Reacting to the government's new 'Border Operating Modelfor Great Britain', the NFU called for a 'level playing field' where EU/UK food imports and exports are concerned, and urged both the UK and EU to work together to agree long-term arrangements as a matter of priority so trade can flow as smoothly as possible while new border infrastructure and systems are put in place.
NFU President Minette Batters said: “Since 1 January the UK’s agri-food sector has been struggling with the additional costs and burdens that moving goods to the EU now entails. It is therefore frustrating that our government is not taking a similar approach to the treatment of imports coming into Great Britain from the EU.
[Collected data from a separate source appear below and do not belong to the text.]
Issue #1551, opened 2026-01-22
Separate inventory and equipment by user groups


jdbocarsly:
In order to better support multiple research groups using a single Datalab deployment, we need a clean way to separate the inventories of different groups. 

From discussion with @ml-evs , the cleanest way to do this is probably to allow inventory to be assigned to one or more user groups. Then, users in those groups should be preferentially shown the inventory / equipment from groups they are a part of, especially in the ItemSelect. 

Equipment or Starting materials with no user groups can probably be shown to everyone.

Note: There are likely also cases when groups may want to be able to see the inventory of other groups, so this should still be an option if desired by the deployment. For example, cheminventory allows searching for chemicals across departments so that users can ask to borrow chemicals from other labs.

PR #1566, opened 2026-01-28
Add group-based inventory separation for equipment and starting materials

BenjaminCharmes:
Implements #1551

### Changes
- **Backend**: Apply group permissions to equipment/starting_materials endpoints
- **Frontend**: Add group selection to CreateEquipmentModal
- **Frontend**: Add ToggleableGroupsFormGroup to inventory edit pages

### Behavior
- Items with no groups → accessible to all users
- Items with groups → accessible only to group members

### Questions

- Is it the expected behavior that a user can share items with groups they are not a member of?
- “Maintainers” column in the equipment datatable is currently empty because the /equipment/ endpoints do not perform the MongoDB $lookup to populate creators and groups objects from their IDs. Is this intentional, or should these endpoints include the lookup?

### DIFF
--- a/pydatalab/src/pydatalab/permissions.py
+++ b/pydatalab/src/pydatalab/permissions.py
@@ -183,6 +183,15 @@ def _get_base_permissions(
             {"creator_ids": {"$exists": False}},
         ]
     }
+
+    # Define permission for inventory items with no groups (accessible to all)
+    null_group_perm = {
+        "$or": [
+            {"group_ids": {"$size": 0}},
+            {"group_ids": {"$exists": False}},
+        ]
+    }
+
     if current_user.is_authenticated and current_user.person is not None:
         # find managed users under the given user (can later be expanded to groups)
         managed_users = list(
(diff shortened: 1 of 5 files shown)


davidwaroquiers:
Hi,

Very nice that this is ongoing. We were planning to look into that and make a similar change. One thing here. We think that the default behavior should be the reverse (i.e. should be the same as for Samples and Cells):
Items with no groups => only the creator can access
Users part of an added group can access.

We had such requests.

One idea could be that there is a configurable option to switch this. (now this seems like a very tiny option for a small feature, and at some point we'll need to think about how to "organize" the options if pile up more and more customizable options, but that's probably for another discussion).

If the above is interesting (having a configurable option to switch on or off the "shared with all when no group"), we can make a small change of this PR to add it.

PeterKraus:
I would certainly prefer to have Samples private by default (creators only) and Starting Materials public by default, but I also completely understand @davidwaroquiers point about consistency above.

I don't know about the back end, but on the front end, it currently looks like this:
image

“Our exporters face additional costs and run the risk of financial losses if products are turned back or held up at the border, yet [yesterday’s] announcement means that EU producers will maintain access to the UK market relatively burden-free for a considerable amount of time. It is crucial that we achieve a level playing field with pragmatic checks on imports and exports as quickly as possible.
“However, we also recognise that for certain food products this extension is a necessary step to ensure supermarket shelves remain well stocked. For example, there are some fruit and vegetables that can’t be grown in the UK or that won’t be in season or widely available.
“There remains a lot of outstanding issues that we want the UK and the EU to resolve as part of ongoing relationship discussions. More needs to be done to address the burdens on exporters to the EU, including the digitalisation of outdated paperwork requirements for health and organic certificates, and streamlining physical and administrative checks at the border.
“We also need the continued ban on exports of UK seed potatoes to be urgently addressed. In the meantime, while the ban remains in place, our government must set out how it will support the British growers affected.”
Here is a brief outline of the government’s announcement:
- Pre-notification and export health certification for animal products will not be required until 1 October 2021, and for low-risk plant and plant products until 1 January 2022.
- Physical checks at the border will not take place on a range of agri-food products and high-risk plants until 1 January 2022. These will be carried out at Border Control Posts.
- Physical checks on live animals and low-risk plants and plant material will not take place until March 2022. These will be carried out at Border Control Posts.
- The previous Border Operating Model dictated that the new but limited Sanitary and Phytosanitary (SPS) controls, which have been applied to goods imported from the EU including live animals and high priority plants from 1 January 2021, would be expanded from 1 April 2021 to cover administrative requirements. This included pre-notification of imports and health certificates for all products of animal origin, as well as regulated plant and plant materials.
- The EU has applied full SPS controls on UK exports entering its market for all agri-food products.
- Together, fresh fruit and vegetables remains the highest value category for imports of agri-food from the EU, totalling £7.3 billion in 2019.